Edouard—now the Duke of Anjou—grew to be tall, with his father’s long, handsome face and black eyes. He also showed a Medicean taste for elegant clothing and favored jewelry, the more glittering, the better. With Edouard, I shared all that I knew about governing, and he proved himself an apt pupil, quick to understand intrigue and the more delicate nuances of diplomacy.

  Charles grew, but I cannot say that he ever became a man. His chin was weak, his eyes and forehead too large; this unfortunate combination of features was not improved by the glaring birthmark beneath his nose. The slightest exertion left him pale and gasping. He was angered by his poor health and slow-wittedness, and deeply jealous of his brother’s good looks and brains, and often flew into incoherent rages.
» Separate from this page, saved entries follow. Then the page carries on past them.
PR #1000, opened 2026-01-07
Add support for Ecosia Browser

ecotopian:
### Overall Checklist

Ecosia Browser is a privacy focused browser which puts 100% of its profits into climate action -- https://www.ecosia.org/browser

### DIFF
--- a/quirks/web-browser-extension-distribution-information.json
+++ b/quirks/web-browser-extension-distribution-information.json
@@ -1116,6 +1116,25 @@
             "supported_store_identifiers": [
                 3
             ]
+        },
+        {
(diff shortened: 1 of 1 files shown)


rmondello:
@ecotopian Thank you for this contribution!

If you haven't already, you might want to check this out, too: https://developer.apple.com/documentation/bundleresources/entitlements/com.apple.developer.web-browser.public-key-credential

ecotopian:
Thank you loads for the super quick action @rmondello 💚 The planet will thank you 🌳 

Can one/you already say when the change would be in effect? I understood that for MacOS a system update is needed. How is it for Windows?

PR #1091, opened 2026-05-11
Add change password URL and password rule quirks for vagaro.com, weve…

dmmaslenn:
…rse.io

Screenshot 2026-05-10 at 12 14 33 AM

### Overall Checklist

#### for password-rules.json


quirks/password-rules.json
```diff
@@ -1154,6 +1154,9 @@
     "usps.com": {
         "password-rules": "minlength: 8; maxlength: 50; max-consecutive: 2; required: lower; required: upper; required: digit; allowed: [-!\"#&'()+,./?@];"
     },
+    "vagaro.com": {
+        "password-rules": "minlength: 9; required: lower; required: upper; required: digit; required: [@$!%*?&]; allowed: lower, upper, digit, [@$!%*?&];"
```
aabosh: Do we need the `allowed` here?

aabosh (changes requested):

quirks/change-password-URLs.json
```diff
@@ -575,6 +576,7 @@
     "weather.com": "https://weather.com/member/settings",
     "webmd.com": "https://member.webmd.com/password-reset",
     "welt.de": "https://signin.auth.welt.de/change-password",
+    "weverse.io": "https://weverse.io/more",
```
rmondello: Is this a high quality change password URL?

quirks/password-rules.json
rmondello: We do not. We should remove it.

rmondello (changes requested):

quirks/password-rules.json
dmmaslenn: Removed.

quirks/change-password-URLs.json
dmmaslenn: Added more specific URL.

rmondello (approved):

aabosh (approved):

PR #1093, opened 2026-05-12
Add change password URLs

dmmaslenn:
for cookpad.com, emirates.com, zalando.de, zara.com

### Overall Checklist


whsieh:
https://www.zalando.de/myaccount/change-password/ seems to navigate to an error page for me. As for the other URLs, they all seem locale-specific (English / US)

quirks/change-password-URLs.json
```diff
@@ -9,6 +9,7 @@
     "abc.es": "https://areapersonal.abc.es/gestion/cambiar-contrasena.html",
     "abc.net.au": "https://account.abc.net.au/login-details",
     "abcmouse.com": "https://www.abcmouse.com/abc/parent-section",
+    "abercrombie.com": "https://www.abercrombie.com/shop/us",
```
aabosh: This seems to just redirect to the homepage?

aabosh (changes requested):

quirks/change-password-URLs.json
dmmaslenn: URL indeed is not right, pushed by mistake. Updated PR.

dmmaslenn:
> https://www.zalando.de/myaccount/change-password/ seems to navigate to an error page for me. As for the other URLs, they all seem locale-specific (English / US)

I have fixed URL for zalando, nice catch. URLs are locale specific since there is no generic URL that would work for every locale on these websites, if we want to cover more locales we should add additional entry per each locale.

Issue #907, opened 2025-05-08
Improve password-rules.json error catching in CI


erynofwales:
I landed a [change](https://github.com/apple/password-manager-resources/commit/e976f36e523e90a5d291ca3c6cafd2926d107f17) recently to fix a small formatting error in the password-rules.json file. This caused an error in some of our scripts:

```
Parsing password rules for hetzner.com
minlength: 8; required: lower; required: upper; required: digit, required: [-^!$%/()=?+#.,;:~*@{}_&[]];
_passwordGenerationParametersDictionary@(execjs):959:41: TypeError: null is not an object (evaluating 'requirements["PasswordMinLength"]') (ExecJS::ProgramError)
```

PR #1094, opened 2026-05-18
Improve password rules validation errors

LeSingh1:
## Summary

Adds a CI lint step that parses every `"password-rules"` value in `quirks/password-rules.json` using the existing `tools/PasswordRulesParser.js`. Any parse error is reported with the offending domain and the parser's error message, causing the `password-rules` lint job to fail.

This addresses [#907](https://github.com/apple/password-manager-resources/issues/907), where a small formatting error (a comma instead of a semicolon between two `required:` properties for `hetzner.com`) landed without CI catching it and only surfaced later as a downstream parser exception.

The new check piggybacks on the existing `password-rules` job (sort-order check) and adds two steps: `actions/setup-node@v6` and `node .github/workflows/lint-scripts/password-rules-parse.js`. No other lint behavior changes.

## How it works

`password-rules-parse.js` loads `tools/PasswordRulesParser.js` via `node:vm` into a sandbox whose `console.error` is captured. It iterates every domain in `password-rules.json`, calls `parsePasswordRules()`, and exits non-zero if any rule produced a parser error. The parser is loaded unchanged — it remains usable by Safari/WebKit consumers that expect a plain script.

## Test plan

- [x] Run `node .github/workflows/lint-scripts/password-rules-parse.js` on `main` → `OK: 419 password-rules entries parsed cleanly.` (exit 0)
- [x] Reintroduce the original `hetzner.com` comma typo from #907 → script fails with `1 domain(s) in password-rules.json failed to parse.` and identifies `hetzner.com` (exit 1)
- [x] Restore correct value → clean again (exit 0)
- [x] `python -c "import yaml; yaml.safe_load(open('.github/workflows/lint.yml'))"` → YAML valid

## Risks / follow-ups

- The script only fails on `console.error` from the parser; recoverable warnings (e.g. the `console.warn` about a `-` inside a character class) are intentionally ignored to avoid noisy false positives. If desired, a follow-up could promote those to errors.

  I thought that he would outgrow his fits of angry mania, but over time the frequency and intensity of them worsened. When His Majesty reached fourteen—the age of majority—he continued to rely on me to govern the country; I passed a law requiring him to have the approval of his Privy Council before issuing a command. In public, Charles did a fine job of parroting the speeches I wrote for him. But he made a show of rebelling against me in every other way, and on his fourteenth birthday he insisted, against my wishes and those of his physicians, on joining the hunt.

  Edouard, almost thirteen, and his younger sister, Margot, rode alongside the King and me. It was late June, and the Loire Valley rolled out before us, lush and alive. Even white-haired Montmorency had accepted our invitation to the hunt, adding to the feel that it was just like old times.

  It was difficult for me not to cast a thousand nervous glances in Charles’s direction, or to call for a halt when his breath grew wheezing. But the chase filled him with such excitement that he spurred his mount to go faster and burst into unrestrained laughter, his eyes wide and bright.

  I had told the Master of the Hunt to make the chase short and the prey easily taken. In half an hour, the hounds trapped our target in a thicket: a wild hare, the least threatening victim for a sickly boy.

  “I have it!” Charles crowed, as the Master called the hounds off. My son dismounted and began to thrust a spear savagely into the thicket. When the hare emerged, Charles skewered the creature through its stomach, pinning it to the ground. By then, Edouard and Margot and I had dismounted and approached, in order to congratulate Charles on his first kill—but the odd light in my son’s eyes silenced us.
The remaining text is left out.